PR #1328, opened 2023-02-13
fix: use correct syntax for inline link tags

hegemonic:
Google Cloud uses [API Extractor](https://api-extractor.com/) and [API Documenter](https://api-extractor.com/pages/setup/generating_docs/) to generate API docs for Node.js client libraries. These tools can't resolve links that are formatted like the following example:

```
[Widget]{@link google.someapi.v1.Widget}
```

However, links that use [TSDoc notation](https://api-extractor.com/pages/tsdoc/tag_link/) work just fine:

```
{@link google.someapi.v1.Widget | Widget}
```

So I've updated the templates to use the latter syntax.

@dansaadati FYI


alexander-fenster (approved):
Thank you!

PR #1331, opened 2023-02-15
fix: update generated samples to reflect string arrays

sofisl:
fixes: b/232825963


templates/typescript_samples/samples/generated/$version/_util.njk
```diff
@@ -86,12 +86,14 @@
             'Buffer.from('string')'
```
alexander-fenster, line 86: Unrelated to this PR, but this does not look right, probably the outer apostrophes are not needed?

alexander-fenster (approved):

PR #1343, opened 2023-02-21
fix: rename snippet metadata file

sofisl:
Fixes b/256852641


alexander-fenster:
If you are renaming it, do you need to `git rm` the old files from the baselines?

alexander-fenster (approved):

□ □ □

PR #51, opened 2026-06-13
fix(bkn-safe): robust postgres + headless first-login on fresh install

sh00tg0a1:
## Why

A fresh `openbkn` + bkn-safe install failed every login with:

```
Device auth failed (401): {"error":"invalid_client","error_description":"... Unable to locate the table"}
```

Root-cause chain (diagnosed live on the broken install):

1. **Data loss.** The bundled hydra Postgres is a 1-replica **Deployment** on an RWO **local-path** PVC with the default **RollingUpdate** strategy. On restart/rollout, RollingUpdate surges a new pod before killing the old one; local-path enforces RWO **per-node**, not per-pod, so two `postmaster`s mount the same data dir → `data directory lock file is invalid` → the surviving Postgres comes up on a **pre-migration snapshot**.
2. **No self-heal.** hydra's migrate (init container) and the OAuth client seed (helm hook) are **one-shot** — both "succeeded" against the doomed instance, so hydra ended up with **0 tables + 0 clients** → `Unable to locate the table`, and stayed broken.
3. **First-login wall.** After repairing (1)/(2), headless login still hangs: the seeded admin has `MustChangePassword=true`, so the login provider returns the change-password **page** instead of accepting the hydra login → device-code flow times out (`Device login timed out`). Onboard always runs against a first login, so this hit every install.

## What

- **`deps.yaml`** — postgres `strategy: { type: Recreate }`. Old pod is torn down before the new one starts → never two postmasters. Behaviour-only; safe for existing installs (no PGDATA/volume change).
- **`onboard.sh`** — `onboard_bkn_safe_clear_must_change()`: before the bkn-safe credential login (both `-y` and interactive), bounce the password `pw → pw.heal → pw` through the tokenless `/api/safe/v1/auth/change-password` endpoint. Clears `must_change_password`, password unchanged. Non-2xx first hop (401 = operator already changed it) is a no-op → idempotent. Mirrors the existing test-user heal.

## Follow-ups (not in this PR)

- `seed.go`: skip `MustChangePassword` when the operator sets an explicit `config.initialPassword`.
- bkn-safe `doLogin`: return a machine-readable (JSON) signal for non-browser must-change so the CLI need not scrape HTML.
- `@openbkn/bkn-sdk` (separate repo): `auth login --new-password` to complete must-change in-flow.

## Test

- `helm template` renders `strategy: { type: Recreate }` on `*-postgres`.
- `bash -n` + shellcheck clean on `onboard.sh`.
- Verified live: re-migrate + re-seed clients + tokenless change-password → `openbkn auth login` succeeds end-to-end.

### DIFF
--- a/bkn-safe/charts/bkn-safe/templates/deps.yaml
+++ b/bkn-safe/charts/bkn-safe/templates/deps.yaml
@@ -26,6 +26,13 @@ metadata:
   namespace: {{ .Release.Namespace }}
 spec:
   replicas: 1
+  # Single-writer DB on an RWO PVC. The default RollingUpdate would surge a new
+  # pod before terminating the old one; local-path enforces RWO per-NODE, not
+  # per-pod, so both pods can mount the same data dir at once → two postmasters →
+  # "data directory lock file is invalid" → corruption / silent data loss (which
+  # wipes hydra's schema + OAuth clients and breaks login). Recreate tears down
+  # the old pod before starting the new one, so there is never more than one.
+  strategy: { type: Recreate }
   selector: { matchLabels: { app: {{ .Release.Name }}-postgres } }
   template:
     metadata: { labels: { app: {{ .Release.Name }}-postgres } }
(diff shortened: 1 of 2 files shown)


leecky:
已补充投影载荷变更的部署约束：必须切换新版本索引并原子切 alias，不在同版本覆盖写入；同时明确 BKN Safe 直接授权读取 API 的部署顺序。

□ □ □

Where the word "enforces" shows up in a line of the entries above, copy that line.

1. **Data loss.** The bundled hydra Postgres is a 1-replica **Deployment** on an RWO **local-path** PVC with the default **RollingUpdate** strategy. On restart/rollout, RollingUpdate surges a new pod before killing the old one; local-path enforces RWO **per-node**, not per-pod, so two `postmaster`s mount the same data dir → `data directory lock file is invalid` → the surviving Postgres comes up on a **pre-migration snapshot**.
+  # pod before terminating the old one; local-path enforces RWO per-NODE, not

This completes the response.